At the half day events, which took place in Johannesburg on 30 October and in Cape Town on 31 October and attracted around 200 finance and legal professionals, a range of Jersey and Africa-based speakers explored Jersey’s well-established business ties with Africa and how the jurisdiction’s evolution from a Europe-focused IFC to a manager of global capital was shaping its relationship with the continent.
In particular, speakers in two separate panel sessions at each event discussed how Jersey’s response to complex international regulation and its ability to demonstrate political and economic stability were helping to position it strongly both as a partner for inbound foreign direct investment (FDI) into Africa and for supporting the global aspirations of the next generation of African investor.
Pointing to figures from Capital Economics that show Jersey facilitates almost twice as much inbound investment into sub-Saharan Africa (£25 billion) as it does outbound investment, Allan Wood, Business Development Director, Jersey Finance, who introduced the events, said:
“Jersey is already regarded as a jurisdiction of choice by African investors for its range of private wealth management services, and Jersey continues to work extensively with high net worth families to internationalise their wealth and provide robust succession planning solutions.

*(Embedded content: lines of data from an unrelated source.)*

Issue #4090, opened 2026-04-26
Pump observability: pumpSpan and processSpan can leak on exception paths


thomhurst:
## Summary

The message pumps (`Reactor` and `Proactor`) start two `Activity` spans whose lifetimes are not bounded by a `try/finally`, so they can leak (started but never ended) on certain exception paths. Both are pre-existing — the second was surfaced during review of the fix for #4085 but exists in the same shape in master.

### 1. `pumpSpan` — leaks on any throw out of the receive loop

`src/Paramore.Brighter.ServiceActivator/Reactor.cs` (`Run`, around line 97 and line 358):
```csharp
public void Run()
{
    var pumpSpan = Tracer?.CreateMessagePumpSpan(MessagePumpSpanOperation.Begin, ...);
    Status = MessagePumpStatus.MP_STARTED;
    do
    {
        // ...
        // throws on the "message is null" branch (around line 152)
        if (message is null)
            throw new Exception("Could not receive message...");
        // ...
    } while (true);

    Tracer?.EndSpan(pumpSpan);  // unreachable if the loop threw
}
```

`src/Paramore.Brighter.ServiceActivator/Proactor.cs` (`EventLoop`, lines 138 and 393): identical pattern.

“However, Jersey’s focus on innovation across its funds product range together with its increasingly global focus are helping to deepen its relationship with Africa and support investment into Africa too. Particularly in the infrastructure, property and private equity asset classes, Jersey now serves as a portal for attracting high quality capital from the US, Europe and Asia that is then put to work in Africa, helping to bridge the African investment gap and support the continent’s growth aspirations.”
An independent study commissioned by Jersey Finance in 2014, ‘Jersey’s Value to Africa’, found that over the next 30 years Africa would need to invest US$85 trillion in infrastructure to support its growing population. With current levels of investment not sufficient to meet that requirement, it’s estimated that US$6.1 trillion will need to come from outside the continent through FDI.
Meanwhile, with one of the panel sessions focusing on the changing global political landscape and the sustained roll-out of international regulatory initiatives, Geoff Cook, CEO of Jersey Finance, who also spoke at both events, added:
“With the IMF forecasting that economic growth in Africa could reach 3.5% this year, it’s clear that the continent’s potential is significant. A key message to emerge from our events this year was that, powered by this economic growth and digital innovation, African investors are taking an increasingly global and sophisticated view.
“They are ready and willing to explore new and more diverse investment opportunities around the world in areas such as philanthropy, impact investment and non-conventional asset classes, but they need specialist support to do that. Looking to the future, IFCs like Jersey can play a vital role by working with African investors to help ensure they are pursuing their objectives in the right way, helping them to navigate complex international regulatory and governance requirements and ensuring compliance with reporting criteria.”